I’m looking at YOU, Kraven. How do you mess up “sexy chest-revealing badass hunter”?

Anyway, it seems we can complain but we keep believing the lies. I mean look how people are talking Jimmy Carter being decent like we’re surprised someone is. But then we go ahead and believe some salesman or politician who lies to our faces as it’s the right lie.

And look, I get some people lie, even good ones, especially politicians. Some folks have to keep secrets even if they’re usually terrible about. Politicians and marketers have to put some polish on some potential turds. People are gonna get lie-adjacent, and yeah we get that.

But how do we keep being surprised that people lie to us blatantly when they’ve kept doing it? Especially when they’re politicians and big companies who you’d think we wouldn’t trust, considering our constant cultural elements of “don’t trust these things.”

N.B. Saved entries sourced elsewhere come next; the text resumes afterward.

PR #52, opened 2016-08-25
Clear root transformation on imported Collada meshes.

de-vri-es:
Assimp enforces a Y_UP convention when importing file formats that store this metadata, such as the collada format with the `<up_axis>` tag. If an imported model is using a different convention such as Z_UP, the whole model is rotated until the Y axis of the model is pointing up [1]. This is both confusing and not in-line with the ROS convention where the Z axis is pointing up.

Even worse, it causes collision checks on most collada models to use this wrongly rotated model. Rviz is already undoing this rotation[2], so the collision mesh used by moveit doesn't even match the collision mesh as visualized by rviz.

It is conceivable though that the root node transformation may be used for legit purposes with other file types, so this PR limits itself to files with `dae` or `zae` extension.

I made a small test case which publishes three meshes as markers [3]: a collada model with Z_UP, one with Y_UP and an stl model. Without this patch the Z_UP model is rotated, with the patch all three models are the same and the metadata is basically ignored.

Another option would be to assume Y is pointing up after import and rotate the model to make Z point up again. This would be in line with the ROS convention. However, this would still leave a mismatch with rviz, and frankly I think that Assimp adjusting the model orientation based on this metadata is misguided in the first place. I think that what was X in the CAD program or 3D modelling software should remain X after importing.

[1] https://github.com/assimp/assimp/blob/23baecaff30b7a280648834368b1c0c792e4092e/code/ColladaLoader.cpp#L192
[2] https://github.com/ros-visualization/rviz/blob/0d423d6249a39f7f3ddd591007952c6dc940b6ac/src/rviz/mesh_loader.cpp#L232
[3] https://github.com/de-vri-es/test_load_mesh

### DIFF
--- a/src/mesh_operations.cpp
+++ b/src/mesh_operations.cpp
@@ -243,14 +243,23 @@ Mesh* createMeshFromBinary(const char *buffer, std::size_t size, const Eigen::Ve
   const aiScene* scene = importer.ReadFileFromMemory(reinterpret_cast<const void*>(buffer), size,
                                                      aiProcess_Triangulate            |
                                                      aiProcess_JoinIdenticalVertices  |
-                                                     aiProcess_SortByPType            |
-                                                     aiProcess_OptimizeGraph          |
-                                                     aiProcess_OptimizeMeshes,
+                                                     aiProcess_SortByPType,
                                                      hint.c_str());
-  if (scene)
-    return createMeshFromAsset(scene, scale, hint);
-  else
+  if (!scene)
     return NULL;
+
+  // Assimp enforces Y_UP convention by rotating models with different conventions.
+  // However, that behaviour is confusing and doesn't match the ROS convention
+  // where the Z axis is pointing up.
+  // Hopefully this doesn't undo legit use of the root node transformation...
+  // Note that this is also what RViz does internally.
+  scene->mRootNode->mTransformation = aiMatrix4x4();
+
+  // These post processing steps flatten the root node transformation into child nodes,
+  // so they must be delayed until after clearing the root node transform above.
+  importer.ApplyPostProcessing(aiProcess_OptimizeMeshes | aiProcess_OptimizeGraph);
+
+  return createMeshFromAsset(scene, scale, hint);
 }
 
 Mesh* createMeshFromResource(const std::string& resource, const Eigen::Vector3d &scale)
--- a/test/test_create_mesh.cpp
+++ b/test/test_create_mesh.cpp
@@ -1,0 +1,102 @@
+/*********************************************************************
+* Software License Agreement (BSD License)
+*
+*  Copyright (c) 2016, Delft Robotics
+*  All rights reserved.
+*
+*  Redistribution and use in source and binary forms, with or without
+*  modification, are permitted provided that the following conditions
+*  are met:
+*
+*   * Redistributions of source code must retain the above copyright
+*     notice, this list of conditions and the following disclaimer.
+*   * Redistributions in binary form must reproduce the above
+*     copyright notice, this list of conditions and the following
+*     disclaimer in the documentation and/or other materials provided
+*     with the distribution.
+*   * Neither the name of the copyright holder nor the names of its
+*     contributors may be used to endorse or promote products derived
+*     from this software without specific prior written permission.
+*
+*  THIS SOFTWARE IS PROVIDED BY THE COPYRIGHT HOLDERS AND CONTRIBUTORS
+*  "AS IS" AND ANY EXPRESS OR IMPLIED WARRANTIES, INCLUDING, BUT NOT
+*  LIMITED TO, THE IMPLIED WARRANTIES OF MERCHANTABILITY AND FITNESS
+*  FOR A PARTICULAR PURPOSE ARE DISCLAIMED. IN NO EVENT SHALL THE
+*  COPYRIGHT OWNER OR CONTRIBUTORS BE LIABLE FOR ANY DIRECT, INDIRECT,
+*  INCIDENTAL, SPECIAL, EXEMPLARY, OR CONSEQUENTIAL DAMAGES (INCLUDING,
+*  BUT NOT LIMITED TO, PROCUREMENT OF SUBSTITUTE GOODS OR SERVICES;
+*  LOSS OF USE, DATA, OR PROFITS; OR BUSINESS INTERRUPTION) HOWEVER
+*  CAUSED AND ON ANY THEORY OF LIABILITY, WHETHER IN CONTRACT, STRICT
+*  LIABILITY, OR TORT (INCLUDING NEGLIGENCE OR OTHERWISE) ARISING IN
+*  ANY WAY OUT OF THE USE OF THIS SOFTWARE, EVEN IF ADVISED OF THE
+*  POSSIBILITY OF SUCH DAMAGE.
+*********************************************************************/
+
+/** \Author Maarten de Vries <maarten@de-vri.es> */
+
+#include "resources/config.h"
+#include <geometric_shapes/mesh_operations.h>
+#include <gtest/gtest.h>
+#include <string>
+
+namespace {
+
+  void assertMesh(shapes::Mesh * mesh)
+  {
+    ASSERT_TRUE(mesh != NULL);
+    ASSERT_EQ(3, mesh->vertex_count);
+    ASSERT_EQ(1, mesh->triangle_count);
+
+    ASSERT_EQ(0, mesh->triangles[0]);
+    ASSERT_EQ(1, mesh->triangles[1]);
+    ASSERT_EQ(2, mesh->triangles[2]);
+
+    ASSERT_FLOAT_EQ(0, mesh->vertices[0 + 0]);
+    ASSERT_FLOAT_EQ(0, mesh->vertices[0 + 1]);
+    ASSERT_FLOAT_EQ(1, mesh->vertices[0 + 2]);
+    ASSERT_FLOAT_EQ(0, mesh->vertices[3 + 0]);
+    ASSERT_FLOAT_EQ(1, mesh->vertices[3 + 1]);
+    ASSERT_FLOAT_EQ(0, mesh->vertices[3 + 2]);
+    ASSERT_FLOAT_EQ(1, mesh->vertices[6 + 0]);
+    ASSERT_FLOAT_EQ(0, mesh->vertices[6 + 1]);
+    ASSERT_FLOAT_EQ(0, mesh->vertices[6 + 2]);
+  }
+
+  shapes::Mesh * loadMesh(const std::string & mesh)
+  {
+    std::string path = "file://" + std::string(TEST_RESOURCES_DIR) + "/" + mesh;
+    return shapes::createMeshFromResource(path);
+  }
+
+}
+
+TEST(CreateMesh, stl)
+{
+  assertMesh(loadMesh("triangle.stl"));
+}
+
+TEST(CreateMesh, daeNoUp)
+{
+  assertMesh(loadMesh("triangle_no_up.dae"));
+}
+
+TEST(CreateMesh, daeYUp)
+{
+  assertMesh(loadMesh("triangle_y_up.dae"));
+}
+
+TEST(CreateMesh, daeZUp)
+{
+  assertMesh(loadMesh("triangle_z_up.dae"));
+}
+
+TEST(CreateMesh, daeXUp)
+{
+  assertMesh(loadMesh("triangle_x_up.dae"));
+}
+
+int main(int argc, char **argv)
+{
+  testing::InitGoogleTest(&argc, argv);
+  return RUN_ALL_TESTS();
+}
--- a/test/test_create_mesh.cpp
+++ b/test/test_create_mesh.cpp
@@ -95,6 +95,21 @@ TEST(CreateMesh, daeXUp)
   assertMesh(loadMesh("triangle_x_up.dae"));
 }
 
+TEST(CreateMesh, daeNoUnit)
+{
+  assertMesh(loadMesh("triangle_no_unit.dae"));
+}
+
+TEST(CreateMesh, dae1M)
+{
+  assertMesh(loadMesh("triangle_1m.dae"));
+}
+
+TEST(CreateMesh, dae10M)
+{
+  assertMesh(loadMesh("triangle_10m.dae"));
+}
+
 int main(int argc, char **argv)
 {
   testing::InitGoogleTest(&argc, argv);
--- a/test/CMakeLists.txt
+++ b/test/CMakeLists.txt
@@ -11,3 +11,6 @@ target_link_libraries(test_point_inclusion ${PROJECT_NAME} ${catkin_LIBRARIES} $
 
 catkin_add_gtest(test_bounding_sphere test_bounding_sphere.cpp)
 target_link_libraries(test_bounding_sphere ${PROJECT_NAME} ${catkin_LIBRARIES} ${Boost_LIBRARIES})
+
+catkin_add_gtest(test_create_mesh test_create_mesh.cpp)
+target_link_libraries(test_create_mesh ${PROJECT_NAME} ${catkin_LIBRARIES} ${Boost_LIBRARIES})
--- a/test/resources/triangle.stl
+++ b/test/resources/triangle.stl
@@ -1,0 +1,9 @@
+solid
+facet normal -0.577350 -0.577350 -0.577350
+outer loop
+vertex 0.000000 0.000000 1.000000
+vertex 0.000000 1.000000 0.000000
+vertex 1.000000 0.000000 0.000000
+endloop
+endfacet
+endsolid
--- a/test/resources/triangle_10m.dae
+++ b/test/resources/triangle_10m.dae
@@ -1,0 +1,35 @@
+<?xml version="1.0" encoding="utf-8"?>
+<COLLADA xmlns="http://www.collada.org/2005/11/COLLADASchema" version="1.4.1">
+  <asset>
+    <created>2016-08-28T22:17:50</created>
+    <modified>2016-08-28T22:17:50</modified>
+    <unit name="decameter" meter="10"/>
+  </asset>
+  <library_images/>
+  <library_geometries>
+    <geometry id="triangle">
+      <mesh>
+        <source id="positions">
+          <float_array id="data" count="9">0 0 1 0 1 0 1 0 0</float_array>
+          <technique_common>
+            <accessor source="#data" count="3" stride="3">
+              <param name="X" type="float"/>
+              <param name="Y" type="float"/>
+              <param name="Z" type="float"/>
+            </accessor>
+          </technique_common>
+        </source>
+        <vertices id="vertices"><input semantic="POSITION" source="#positions"/></vertices>
+        <triangles count="1">
+          <input semantic="VERTEX" source="#vertices" offset="0"/>
+          <p>0 1 2</p>
+        </triangles>
+      </mesh>
+    </geometry>
+  </library_geometries>
+  <library_controllers/>
+  <library_visual_scenes>
+    <visual_scene id="scene"><node><instance_geometry url="#triangle"/></node></visual_scene>
+  </library_visual_scenes>
+  <scene><instance_visual_scene url="#scene"/></scene>
+</COLLADA>
--- a/test/resources/triangle_1m.dae
+++ b/test/resources/triangle_1m.dae
@@ -1,0 +1,35 @@
+<?xml version="1.0" encoding="utf-8"?>
+<COLLADA xmlns="http://www.collada.org/2005/11/COLLADASchema" version="1.4.1">
+  <asset>
+    <created>2016-08-28T22:17:50</created>
+    <modified>2016-08-28T22:17:50</modified>
+    <unit name="meter" meter="1"/>
+  </asset>
+  <library_images/>
+  <library_geometries>
+    <geometry id="triangle">
+      <mesh>
+        <source id="positions">
+          <float_array id="data" count="9">0 0 1 0 1 0 1 0 0</float_array>
+          <technique_common>
+            <accessor source="#data" count="3" stride="3">
+              <param name="X" type="float"/>
+              <param name="Y" type="float"/>
+              <param name="Z" type="float"/>
+            </accessor>
+          </technique_common>
+        </source>
+        <vertices id="vertices"><input semantic="POSITION" source="#positions"/></vertices>
+        <triangles count="1">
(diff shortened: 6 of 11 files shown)


de-vri-es:
Not confirmed yet, but I think this moveit issue would be solved by this PR: ros-planning/moveit#159

v4hn:
Wow, dae loading is badly fubar...

In my opinion our code has to load _all_ models the same way RViz does.
People use RViz for the validation of their URDFs, so this is what they expect.
If this request achieves this +1 to the idea, I don't know enough about asset loading
to review the request though.

de-vri-es:
Fair enough, I agree that what rviz shows should be what moveit and others use internally as well. That basically means removing the `if (hint == ...)`.

It also means tracking any changes made by rviz in the future, although it is not likely that rviz will change this in the near future. If they do we'll have a pretty nasty backwards compatibility problem.

de-vri-es:
Updated to unconditionally clear the root node transformation, same as rviz.

v4hn:
On Fri, Aug 26, 2016 at 03:37:58AM -0700, Maarten de Vries wrote:

> Updated to unconditionally clear the root node transformation, same as rviz.

Alternatively you are surely very welcome to fix this in RViz kinetic and then update it here. :-)

de-vri-es:
I'm afraid that what rviz does is probably the best solution. As far as I can tell the root node transformation is in practise only used for things like "fixing" the orientation and "correcting" for unit scale. However, all of those adjustments mean that 1 unit along the X, Y or Z axes of the 3D modelling software is not the same as 1 unit along the same axes after importing. I would say that undoing these "corrections" is best.

The only problem is that there are no guarantees that the root node transformation is only used for these metadata adjustments. I don't know if there are importers now that use the root node transformation for something we'd want to keep, let alone what importers may do in the future.

Still, the current situation has to be fixed, and I don't see a better solution than simply clearing the root node transformation.

A long term solution should be implemented in Assimp, possibly in the form of a flag to disable the use of this type of metadata. I can poke around there, but at best it will be a while before that is universally available.

v4hn:
Again, I can't review this properly, but could you please add a comment saying that this behavior is supposes to match RViz?

de-vri-es:
Comment added.

Also, because a picture is worth a thousand words:

Unpatched:
collada_unpatched_geometric_shapes

Patched:
collada_patched_geometric_shapes

Both images generated with the test case at [1]. The first one without this PR, the second with. The three shapes are all the same model, the first two collada with Z_UP and Y_UP respectively, the third one the same model as STL.

[1] https://github.com/de-vri-es/test_load_mesh

davetcoleman:
This could potentially break applications that have worked around this bug by a hacked transform flip, correct? So we are only targeting this for kinetic and maybe jade?

Perhaps @wjwwood, maintainer of Rviz, could weight in his opinion.

I love the pictures!

You mentioned a small test case - think you could turn that into a unit test in this PR?

Thanks for looking into this!

src/mesh_operations.cpp
```diff
@@ -243,14 +243,23 @@ Mesh* createMeshFromBinary(const char *buffer, std::size_t size, const Eigen::Ve
   const aiScene* scene = importer.ReadFileFromMemory(reinterpret_cast<const void*>(buffer), size,
                                                      aiProcess_Triangulate            |
                                                      aiProcess_JoinIdenticalVertices  |
-                                                     aiProcess_SortByPType            |
-                                                     aiProcess_OptimizeGraph          |
-                                                     aiProcess_OptimizeMeshes,
```
davetcoleman, line 248: why remove these optimizations? is this the part that rotates the axis?

de-vri-es: They're not removed, just moved down later. Those two optimizations heavily optimize the imported meshes and scene graph. One of the results was that the root node transformation got flattened into child nodes. That made clearing the root node transformation a NOP, but clearing the child node transformations is not an option since it would modify the mesh.

But the optimizations are still performed after clearing the root node transform here: https://github.com/ros-planning/geometric_shapes/pull/52/files#diff-f5ec0f576aaf3b44a4c42c739e51980dR260

de-vri-es:
> This could potentially break applications that have worked around this bug by a hacked transform flip, correct? So we are only targeting this for kinetic and maybe jade?

I don't think any program could have worked around it reliably after the mesh left this function. You need knowledge about the loaded file to undo the effect: best would be the root node transformation or otherwise you should know if the imported file was a collada model with something other than `<up_axis>Y_UP</up_axis>`.

That does leave the possibility that someone worked around it _unreliably_, although I think most people would have just rotated the mesh and/or export as STL rather than apply a rotation in code. Still, it is worth considering. In the strictest sense it is indeed a backward incompatible change.

> You mentioned a small test case - think you could turn that into a unit test in this PR?

+1. The test case so far was geared for visual inspection, but it is possible to make a unit test for this with simpler meshes. Considering the importance of correctly importing meshes for collision models and the possibility that Assimp might change the behaviour in the future, I agree that a unit test is a very good idea. I'll start work on one  :)

de-vri-es:
> That does leave the possibility that someone worked around it unreliably, although I think most people would have just rotated the mesh and/or export as STL rather than apply a rotation in code. Still, it is worth considering. In the strictest sense it is indeed a backward incompatible change.

I just realised that the workaround of rotating the collada mesh will still be broken by this change. They would have had to notice the wrong orientation though, which still wasn't very easy considering RViz showed the expected collision model.

mikeferguson:
@de-vri-es Was there previously any way to actually visualize the mesh when using a workaround? Presumably all the RVIZ plugins showed the incorrect rotation, right? My expectation is that people have probably fixed their meshes to work around the bug?

de-vri-es:
> @de-vri-es Was there previously any way to actually visualize the mesh when using a workaround? Presumably all the RVIZ plugins showed the incorrect rotation, right? My expectation is that people have probably fixed their meshes to work around the bug?

I believe the RViz plugins actually show the correct rotation. They don't seem to be using the mesh as imported by `geometric_shapes`. To get the wrong rotation visible, the mesh would have to have been converted to a marker and send to RViz, as my test case does.

/update: Although I must add that I haven't used the rviz plugins in a while.

de-vri-es:
To clarify: the moveit rviz plugins seem to use `rviz::Robot` as a base for visualizing robots, which uses RViz's method of loading meshes.

v4hn:
On Fri, Aug 26, 2016 at 11:12:15AM -0700, Dave Coleman wrote:

> This could potentially break applications that have worked around this bug by a hacked transform flip, correct?
> So we are only targeting this for kinetic and maybe jade?

This is clearly a bug fix and probably even @hersh tripped over this without understanding the problem.
So if someone analyzed this, _and_ worked around it _and_ never even cared to report it, it's definitely their very own fault.

Bug Fixes should _never_ not be merged because someone might have worked around the broken behavior.

src/mesh_operations.cpp
davetcoleman: got it

davetcoleman:
> That does leave the possibility that someone worked around it unreliably

I probably have done this in the past, but its no problem to undo the hack

> Bug Fixes should _never_ not be merged because someone might have worked around the broken behavior.

I wouldn't say never, and I think there's lots of examples of the contrary, but in this case I agree

mikeferguson:
My suggestion would be to make sure we announce it on the moveit mailing list that we have fixed/merged this -- and since I/J syncs just happened yesterday, we will have significant soak time for anyone to test, catch, and fix regressions that might occur with their robots before it goes live to the world.

v4hn:
> I wouldn't say never, and I think there's lots of examples of the contrary, but in this case I agree

Citing the by now classic [Ulrich Drepper's "Good Practices in Library Design"](http://www.akkadia.org/drepper/goodpractice.pdf):

> One sort of changes which should be made without hesitation are bug fixes. They
> should be made even if the API is changed. Some people argue that some programs are
> depending on the old, broken behavior. But this argumentation is flawed. Equally well
> there are programs which depend on the correct behavior, written by people who read
> the specification. No program which depends on broken behavior deserves protection.
> If a programmer has found such a discrepancy and changed the application to use it
> instead of reporting it to the library maintainer s/he gets what s/he deserves.

I fully agree with him.

> My suggestion would be to make sure we announce it on the moveit mailing list

Definitely!

test/test_create_mesh.cpp
```diff
@@ -0,0 +1,139 @@
...
+
+/** \Author Maarten de Vries <maarten@de-vri.es> */
+
+#include <geometric_shapes/mesh_operations.h>
+#include <gtest/gtest.h>
+#include <string>
+
+namespace {
+
+std::string makeDaeModel(std::string const & up_axis) {
```
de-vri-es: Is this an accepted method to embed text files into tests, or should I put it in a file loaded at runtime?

I think it’s because cynicism also begets faith. Which also sounds like a dynamite alt-metal album title

Anyway by aging fantasies of music aside, think about what happens when you get real cynical about people. You don’t trust anyone. You’re not sure who to count on. Mistrust is hard even when it’s warranted. It’s wearing.

So you also want to trust someone. Cynicism can, in some ways, generate trust because you want someone to help you solve the problem. When you’ve got a big enemy, you want a big friend to help you.

Mistrust breeds trust.

Of course people know this. Ever notice how a lot of conspiracy theorists afraid “of the system” also sound pretty authoritarian? They want to fight The Conspiracy by establishing something that sounds just as bad when you think about it – they just promise you’ll be on top. People trust them because so much mistrust gets sown – or they come with it.

If you ever follow any podcast about conspiracy theorists you’ll quickly see how they’re often absolutely, blatantly lying. It honestly gets tiring, and I follow these things since it’s kind of relevant to my job in IT and medicine where lots of conspiracy theories get pointed.

Ultimately we need to know how to form trust appropriately – with communities. Know who you can trust, know what real trust feels like. That lets you also evaluate other relationships, especially more distant ones like with politicians and media figures. In time they might be worth trust, but you need some real trust to avoid the trust/cynicism fluctuation – and to get together to push politicians and leaders who need some pressuring.

You ever hear people rant about how we lack community? Well, I’m leaning to believe the ranters as I get older. If we form real relationships it may help us detect ones people are using to manipulate us. A little more trust might just breed effective mistrust as we have something to believe in and something to protect.

But at least for now maybe we can be a little more suspicions – even of ourselves.